**Problem requirements**
Using the entries below, output each line exactly from the first through the one that contains "(The logic below".

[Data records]
PR #7843, opened 2026-04-19
Added a button to switch between paginated and scrolled mode in the book reader

09bravo:
### Changes
Before: 
image
After (default in paginated mode)
image
the message
image
and finally scrolled mode
image

### Issues
not any I am aware of, but this is a problem I had myself and I wanted to read in scroll mode

### Code assistance
Some help from claude (mostly explanation of code base) explening why JS is throwing errors at me (I am a rust developer not a javascript developer, although I didn't have many problems and almost no problem with css and html since I use those but the logic was all on me (and for what is worth I picked the icon myself from https://fonts.google.com/icons) 

---

* [X] I have provided a *substantive* review of [Refactor Metadata editor#7842](https://github.com/jellyfin/jellyfin-web/pull/7842).


src/plugins/bookPlayer/plugin.js
```diff
@@ -1,3 +1,4 @@
+import toast from '../../components/toast/toast';
```
edave64: This import should probably be in the segment with the other `../../component` imports

src/plugins/bookPlayer/plugin.js
```diff
@@ -257,7 +262,10 @@ export class BookPlayer {
             this.tocElement = new TableOfContents(this);
         }
     }
-
+    toggleScroll() {
+        this.scroll = !this.scroll;
+        toast(`Reading mode changed to ${this.scroll ? 'scrolled' : 'paginated'}. Please reopen the book to apply`);
```
edave64: What exactly is meant by "reopen the book"? The scroll property isn't persisted as far as I can see and defaults to false again, so it can't be reloading the page?

If that reload is required, can't we do it for the user?

Either way, this is clunky. Calling `this.rendering?.flow(this.scroll ? 'scrolled' : 'paginated');` seems to switch these modes at runtime without needing to reload anything.

(The logic below and the `this.scroll` variable should still be kept in case this method runs before `this.rendering` is initialized, or ever reinitializes)

Also the string isn't translatable. If you look at other uses of `toast`, it's always written as `toast(globalize.translate('[UniqueKey]'))`, with a corresponding translation in `src/strings`.

All the more reason not to ask the user to do things :P

src/plugins/bookPlayer/plugin.js
```diff
@@ -374,12 +382,11 @@ export class BookPlayer {
                 const api = toApi(ServerConnections.getApiClient(item));
                 const downloadHref = getLibraryApi(api).getDownloadUrl({ itemId: item.Id });
                 const book = epubjs(downloadHref, { openAs: 'epub' });
-
+                const flow = (this.scroll) ? "scrolled":"paginated";
```
edave64: ESLint doesn't like the lack of space around the colon. Can be automatically fixed

edave64 (changes requested):
The core idea is correct, and given the old `//TODO` entry clearly intended at some point.

But it really should happen automatically without additional user action and currently I can't get it to work for me at all, because I don't understand how to reload the book without resetting the variable.

src/plugins/bookPlayer/plugin.js
09bravo: ~Will fix this in the next commit~ I removed the toast as it is no longer necessary

src/plugins/bookPlayer/plugin.js
09bravo: Hello, Thanks for the feedback, I will fix the toast part, also what I meant by reopening the book is either pressing escape or clicking the x button, ~I wasn't aware about this.rendering I will try it out~ update: it turns out the function is called this.rendition not this.rendering.

src/plugins/bookPlayer/plugin.js
09bravo: I will fix it

src/plugins/bookPlayer/plugin.js
09bravo: I have fixed all of the issues and pushed the code :)

edave64: You're right. Not sure why I didn't just copy the code I already made and retyped it with a typo instead 😅

I'll recheck the branch once I get back from work, than approve if it works correctly.

src/plugins/bookPlayer/plugin.js
edave64: I recommend running `npm run lint` in the console to run the linter and see if it complains about something else. (In your code, no need to fix anything in outside files)

I guess it also wouldn't like the double quotes.

I have my IDE configured to run/fix eslint automatically, so I don't see these errors unless I carefully look 😅

src/plugins/bookPlayer/plugin.js
```diff
@@ -382,7 +381,7 @@ export class BookPlayer {
                 const api = toApi(ServerConnections.getApiClient(item));
                 const downloadHref = getLibraryApi(api).getDownloadUrl({ itemId: item.Id });
                 const book = epubjs(downloadHref, { openAs: 'epub' });
-                const flow = (this.scroll) ? "scrolled":"paginated";
+                const flow = (this.scroll) ? "scrolled" : "paginated";
```
edave64: Ok, so I just checked, eslint really does complain about the double quotes, too.
I don't quite know what the process in the repo is, if the maintainer would just run "npm run -- --fix" on their own, but I'd suggest you change these quotes to single quotes.
But from a logic perspective, this runs as it should, so I'll mark it as approved.

edave64 (approved):

src/plugins/bookPlayer/plugin.js
09bravo: I should probably run ```npm run -- --fix``` when I get home (or change it to single quotes manually). 
Anyway thanks for all the help (especially ```this.rendition ``` I wouldn't have figured it out on my own)

edave64 (approved):

PR #7848, opened 2026-04-22
migrate book OSD to react component

dkanada:
### Changes

Book controls are migrated to a React component and the UI more closely matches the video controls. Next steps would be moving more logic into the element (settings, TOC management, maybe swipe and tap controls) and using it in the PDF and comic players as well.

- title is shown in the top element
- close button changed to back navigation
- overlay above book content
- fade transition after two seconds

### Issues

None

### Code assistance

General research and debugging the SCSS error message.

### DIFF
--- a/src/plugins/bookPlayer/plugin.js
+++ b/src/plugins/bookPlayer/plugin.js
@@ -6,15 +6,16 @@ import browser from 'scripts/browser';
 import TouchHelper from 'scripts/touchHelper';
 import { toApi } from 'utils/jellyfin-apiclient/compat';
 
-import layoutManager from '../../components/layoutManager';
 import loading from '../../components/loading/loading';
 import keyboardnavigation from '../../scripts/keyboardNavigation';
 import dialogHelper from '../../components/dialogHelper/dialogHelper';
 import TableOfContents from './tableOfContents';
+import BookOsd from './BookOsd/BookOsd';
 import { translateHtml } from '../../lib/globalize';
 import * as userSettings from '../../scripts/settings/userSettings';
 import { PluginType } from '../../types/plugin.ts';
 import Events from '../../utils/events.ts';
+import { renderComponent } from '../../utils/reactUtils';
 
 import 'material-design-icons-iconfont';
 import '../../elements/emby-button/paper-icon-button-light';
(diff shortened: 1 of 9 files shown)


MBR-0001:
image
the new UI covers the content, was this intended?
I know it goes away after a few seconds but still, seems a bit annoying

dkanada:
@MBR-0001 it was intended, and I originally planned to address your comment with some behavior changes to toggle visibility (rather than always trigger showOsd) for onPointerUp events. Ran into issues with the swipe listener though, so I've removed it for the time being.

src/plugins/bookPlayer/plugin.js
```diff
@@ -365,10 +325,6 @@ export class BookPlayer {
             }
         };
 
-        if (!Screenfull.isEnabled) {
```
MBR-0001, line 368: Seems this part was lost? I don't see any new code that hides the fullscreen button

MBR-0001 (changes requested):
Looks a tiny bit odd in landscape mode
[Screencast_20260526_231654.webm](https://github.com/user-attachments/assets/dfa572aa-8b44-4a90-b730-eebced2dd366)



Other than that, much much better than the last iteration

src/plugins/bookPlayer/plugin.js
dkanada: Added conditional display to several buttons including this one and tweaked landscape. Long term I'd rather just enforce portrait on mobile devices though.

src/plugins/bookPlayer/plugin.js
```diff
@@ -63,12 +63,13 @@ export class BookPlayer {
...
 
         loading.show();
-        const elem = this.createMediaElement();
+        const elem = this.createMediaElement(options);
         return this.setCurrentSrc(elem, options);
     }
 
     stop() {
         this.unbindEvents();
+        this.unmountBookOsd();
```
dfederm, line 72: Consider `?.` here since `unmountBookOsd` is assigned only inside `createMediaElement`. It's probably unlikely but does match other defensive checks below (eg `mediaElement` is also only assigned in `createMediaElement`).

MBR-0001 (approved):

thornbill (commented):
This looks great! The only thing I noticed is the buttons lack titles.

thornbill (approved):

**Output of the task**
PR #7843, opened 2026-04-19
Added a button to switch between paginated and scrolled mode in the book reader

09bravo:
### Changes
Before: 
image
After (default in paginated mode)
image
the message
image
and finally scrolled mode
image

### Issues
not any I am aware of, but this is a problem I had myself and I wanted to read in scroll mode

### Code assistance
Some help from claude (mostly explanation of code base) explening why JS is throwing errors at me (I am a rust developer not a javascript developer, although I didn't have many problems and almost no problem with css and html since I use those but the logic was all on me (and for what is worth I picked the icon myself from https://fonts.google.com/icons) 

---

* [X] I have provided a *substantive* review of [Refactor Metadata editor#7842](https://github.com/jellyfin/jellyfin-web/pull/7842).


src/plugins/bookPlayer/plugin.js
```diff
@@ -1,3 +1,4 @@
+import toast from '../../components/toast/toast';
```
edave64: This import should probably be in the segment with the other `../../component` imports

src/plugins/bookPlayer/plugin.js
```diff
@@ -257,7 +262,10 @@ export class BookPlayer {
             this.tocElement = new TableOfContents(this);
         }
     }
-
+    toggleScroll() {
+        this.scroll = !this.scroll;
+        toast(`Reading mode changed to ${this.scroll ? 'scrolled' : 'paginated'}. Please reopen the book to apply`);
```
edave64: What exactly is meant by "reopen the book"? The scroll property isn't persisted as far as I can see and defaults to false again, so it can't be reloading the page?

If that reload is required, can't we do it for the user?

Either way, this is clunky. Calling `this.rendering?.flow(this.scroll ? 'scrolled' : 'paginated');` seems to switch these modes at runtime without needing to reload anything.

(The logic below and the `this.scroll` variable should still be kept in case this method runs before `this.rendering` is initialized, or ever reinitializes)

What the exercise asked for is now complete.